Problem to work on - Only the lines from the start of the entries up to and including the line with "This is de official" should be written out, exactly as they stand.
[Excerpted records Boundary: Start]
PR #1309, opened 2025-01-14
fix: change inverse token chip

wendellguimaraes-tlf:
OBVIVO-2618 (Chip): including the use of the inverse token (vars.colors.neutralLow) along with some validations to add it if inverse is true. There is also a small change in the text and icon on the chip to make it readable when using inverse.


yceballost (changes requested):
Hi @wendellguimaraes-tlf 

The PR is not aligned with the specs definition :( 

The file that you linked in PR description is not correct. 
https://www.figma.com/design/512a5Ke4EldL0GYffCXGCJ/%F0%9F%94%B8-Chips-Specs?node-id=0-1

This is de official specs for Chips and you can see with a yellow box what parts are pending to be implemented. Please, read the specs and make the changes according to the specs. 

If you have any doubts, please address them before starting work to avoid unnecessary effort or wasted time.

Thanks for your effort with this PR anyways 🙏

PR #1318, opened 2025-02-14
feat(Meter): added extra prop

wyunreal:


src/__stories__/meter-story.tsx
```diff
@@ -100,6 +110,21 @@ export const MeterStory: StoryComponent<MeterStoryArgs> = ({
                         reverse={reverse}
                         values={values}
                         width={fullWidth ? '100%' : width}
+                        {...(extraContent
+                            ? {
+                                  extra: (
+                                      <div
+                                          style={{
```
Winde, line 117: would it make sense to use <Align> of mistica here instead of css?

src/__screenshot_tests__/__image_snapshots__/meter-screenshot-test-tsx-meter-default-angular-100-1-snap.png
wyunreal, line 1: My eyes saw no difference here :)

src/__screenshot_tests__/__image_snapshots__/meter-screenshot-test-tsx-meter-default-circular-33-33-2-snap.png
wyunreal, line 1: I don't know why the screenshot is not taken including the full circle. It seems it is only taking the extra required space into account. I've tested adding 2 components in the story and there is no spacing issue.

src/__stories__/meter-story.tsx
wyunreal: As it is a story inside mistica, I prefer to have stories isolated from other components.

wyunreal: take into account this story enables screenshot tests, I think these tests should not fail when, for example, a box is changed in mistica.

src/meter.tsx
```diff
@@ -281,6 +283,23 @@ const MeterComponent = ({
         ' ' +
         values.map((v, i) => `${t(meterSectionLabel, i + 1, Math.round(v * 100))}`).join('. ');
 
+    const extraStyle = React.useMemo(() => {
+        if (type === TYPE_LINEAR) {
+            return {display: 'flex'};
+        }
+        const COS_45 = 0.707107;
+        const sizeFactor = (width / 2 - STROKE_WIDTH_PX) * COS_45;
```
vdedios, line 291: More accurate:

```suggestion
        const sizeFactor = (width / 2 - STROKE_WIDTH_PX) * Math.cos(Math.PI / 4);
```

vdedios (approved):

pladaria (approved):

src/__stories__/meter-story.tsx
```diff
@@ -100,6 +110,21 @@ export const MeterStory: StoryComponent<MeterStoryArgs> = ({
                         reverse={reverse}
                         values={values}
                         width={fullWidth ? '100%' : width}
+                        {...(extraContent
+                            ? {
+                                  extra: (
```
atabel, line 115: Why not just `extra={extraContent ?  {} : undefined}`

atabel (approved):

src/__stories__/meter-story.tsx
wyunreal: done !!

PR #153, opened 2016-03-11
ref(deis-dev): rename workflow to controller

bacongobbler:
Workflow is the platform product; controller is the API server.

refs https://github.com/deis/deis/issues/4952

to be merged after https://github.com/deis/workflow/pull/494 goes green and has pushed the images to dockerhub/quay


arschles:
@bacongobbler looks like https://github.com/deis/workflow/pull/494 has gone green but needs merge before it'll push to the docker repos. LGTMing now, pending that of course.

PR #146, opened 2016-03-06
feat(dockerfile): Added Dockerfile for deis chart e2e test

chaitanyaenr:
Docker image for deis/charts e2e test

PR #161, opened 2016-03-15
chore(router): Transition to canary images where it makes sense

krancour:
Complements deis/router#146


arschles:
@krancour doesn't this depend on deis/router#146?

krancour:
Waiting for merge of #146 to produce its first canary image before I merge this.

PR #171, opened 2016-03-17
feat(storage): add details for the builder and database buckets

kmala:
add details for the builder and database buckets


workflow-dev/tpl/objectstorage.toml
```diff
@@ -29,16 +29,21 @@ secretkey = "YOUR SECRET HERE"
 # Any S3 region
 region = "us-west-1"
 # Your buckets.
-bucket = "your-bucket-name"
+bucket = "your-registry-bucket-name"
```
arschles: can we name this `registry_bucket` to remove ambiguity?

PR #175, opened 2016-03-17
chore(workflow-beta1-test): create chart with immutable git shas

sgoings:


workflow-beta1-test/Chart.yaml
```diff
@@ -0,0 +1,11 @@
+name: workflow-dev
```
bacongobbler, line 1: should be renamed to workflow-beta1-test

sgoings, line 1: Good call

jchauncey:
@sgoings merge it :ship:

workflow-beta1-test/Chart.yaml
sgoings, line 1: I'll add a pr to fix this once I'm back at home.

PR #179, opened 2016-03-18
chore(router): Cleanup standalone router charts

krancour:
Includes:
- `router` chart (alpha) goes away; gets replaced with `router-beta1-test`
- `router-beta1-test` manifests are copies of relevant manifests from `workflow-beta1-test`
- Manifest for `deis` namespace gets added to both `router-beta1-test` and `router-dev` charts.  These "standalone" router charts are mutually exclusive with installing all of Workflow-- so these charts must account for namespace creation themselves.  It was an oversight that they did not previous and it went undetected because some clusters automatically create namespaces, depending on what admission controls are in place.


router-beta1-test/Chart.yaml
```diff
@@ -1,6 +1,6 @@
-name: router
+name: router-beta1-test
 home: https://github.com/deis/router
-version: 2.0.0-alpha
+version: v2-beta
```
arschles, line 3: are we calling this beta `v2-beta` across the board?

router-beta1-test/README.md
```diff
@@ -1,4 +1,4 @@
-# Deis Router 2.0.0-alpha
+# Deis Router 2.0.0-beta
 
 WARNING: this chart is for testing only! Features may not work and there are likely to be bugs.
```
arschles, line 3: maybe change to indicate beta status, instead of testing only?

router-beta1-test/Chart.yaml
krancour, line 3: Good question.  I just emulated what the `workflow-beta1-test` chart had in this same field, with the assumption that it was correct.

router-beta1-test/README.md
krancour, line 3: Again... I just followed the pattern from the `workflow-beta1-test` chart with the assumption that it was correct.

router-beta1-test/Chart.yaml
arschles, line 3: K, sounds like there's consistency, so I'm good with this

router-beta1-test/README.md
arschles, line 3: Same here regarding consistency.

jchauncey, line 3: So I made logger v2.0.0-beta1 just FYI

krancour:
@arschles thanks for the review.  fwiw... I think your questions are broadly applicable to the multiple `*-beta1-test` charts we have atm... perhaps it's worth opening a serparate issue to get some clarification on it and/or track the fix if needed.

arschles:
@krancour good idea - created https://github.com/deis/charts/issues/184 for naming consistency

PR #180, opened 2016-03-18
chore(logger): Add beta1 chart for logger

jchauncey:


deis-logger-beta1-test/Chart.yaml
```diff
@@ -0,0 +1,12 @@
+name: deis-logger-beta1-test
+home: http://github.com/deis/deis
+version: 0.1.0
```
krancour: I would change that.  Looks like the `workflow-beta1-test` chart uses a value of `v2-beta` here.

deis-logger-beta1-test/manifests/deis-logger-fluentd-daemon.yaml
```diff
@@ -0,0 +1,39 @@
...
+    metadata:
+      name: deis-logger-fluentd
+      labels:
+        heritage: deis
+    spec:
+      serviceAccount: deis-logger-fluentd
+      containers:
+      - name: deis-logger-fluentd
+        image: quay.io/deisci/fluentd:git-f537de4
+        imagePullPolicy: Always
```
krancour: If we're pulling an immutable tag, this should change to `IfNotPresent`.  Looks like `workflow-beta1-test` has that wrong in a couple spots (but right in most spots).  I'll PR that separately, but this should be fixed here.

deis-logger-beta1-test/manifests/deis-logger-rc.yaml
```diff
@@ -0,0 +1,38 @@
...
+    app: deis-logger
+  template:
+    metadata:
+      labels:
+        app: deis-logger
+    spec:
+      containers:
+      - name: deis-logger
+        image: quay.io/deisci/logger:git-a16379c
+        imagePullPolicy: Always
```
krancour: Again, use `imagePullPolicy: IfNotPresent`

deis-logger-beta1-test/Chart.yaml
jchauncey: i would rather this be v2.0.0-beta1 if we are going to use an actual version here. @sgoings @slack @mboersma opinions?

mboersma: I think `v2.0.0-beta1` is more correct and useful than `v2-beta`.

jchauncey:
ok updated PR

deis-logger-beta1-test/manifests/deis-logger-svc.yaml
```diff
@@ -0,0 +1,19 @@
...
+  ports:
+  - port: 80
+    name: http
+    targetPort: http
+  - port: 514
+    name: transport
+    targetPort: 1514
+    protocol: UDP
+  selector:
+    app: deis-logger
```
arschles, line 19: Are we putting newlines at the end of files? I prefer yes, but no strong feelings. This PR is heterogeneous though.

jchauncey, line 19: Some people hate them others want them. I don't even notice them to be
honest.

arschles:
@jchauncey this is ok to ship. My comment above (https://github.com/deis/charts/pull/180#discussion_r56727887) is not blocking for this PR

deis-logger-beta1-test/manifests/deis-logger-svc.yaml
mboersma, line 19: :+1: to including newlines at the ends of files by default. Some tools will complain about the lack of a final newline, but none will complain about it being there.

PR #193, opened 2016-03-25
fix(component_jobs.groovy) remove extra brace that snuck in with last PR

vdice:
(This is same change as was approved in https://github.com/deis/charts/pull/190)


vdice:
cc @sgoings @jchauncey ONE LAST TIME :grin:

sgoings:
How's that for an LGTM? ;-)

PR #197, opened 2016-03-25
feat(workflow_test.groovy): archive (log) artifacts

vdice:
inspiration/settings taken from @jchauncey's setup in https://ci.deis.io/job/workflow-beta1-test-e2e/

cc @jchauncey @sgoings


vdice:
tested example can be seen here https://ci.deis.io/job/workflow-test-pr-clone/

PR #200, opened 2016-03-28
feat(settings): use k8s 1.2 secrets as env vars to configure production settings

helgi:
Keeping the mount points for now since they do not harm anything

http://kubernetes.io/docs/user-guide/secrets/#using-secrets-as-environment-variables


krancour:
Can't the volume mounts for the secrets go away now?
[Excerpted records Boundary: End]
Answer to this problem -
PR #1309, opened 2025-01-14
fix: change inverse token chip

wendellguimaraes-tlf:
OBVIVO-2618 (Chip): including the use of the inverse token (vars.colors.neutralLow) along with some validations to add it if inverse is true. There is also a small change in the text and icon on the chip to make it readable when using inverse.


yceballost (changes requested):
Hi @wendellguimaraes-tlf 

The PR is not aligned with the specs definition :( 

The file that you linked in PR description is not correct. 
https://www.figma.com/design/512a5Ke4EldL0GYffCXGCJ/%F0%9F%94%B8-Chips-Specs?node-id=0-1

This is de official specs for Chips and you can see with a yellow box what parts are pending to be implemented. Please, read the specs and make the changes according to the specs. 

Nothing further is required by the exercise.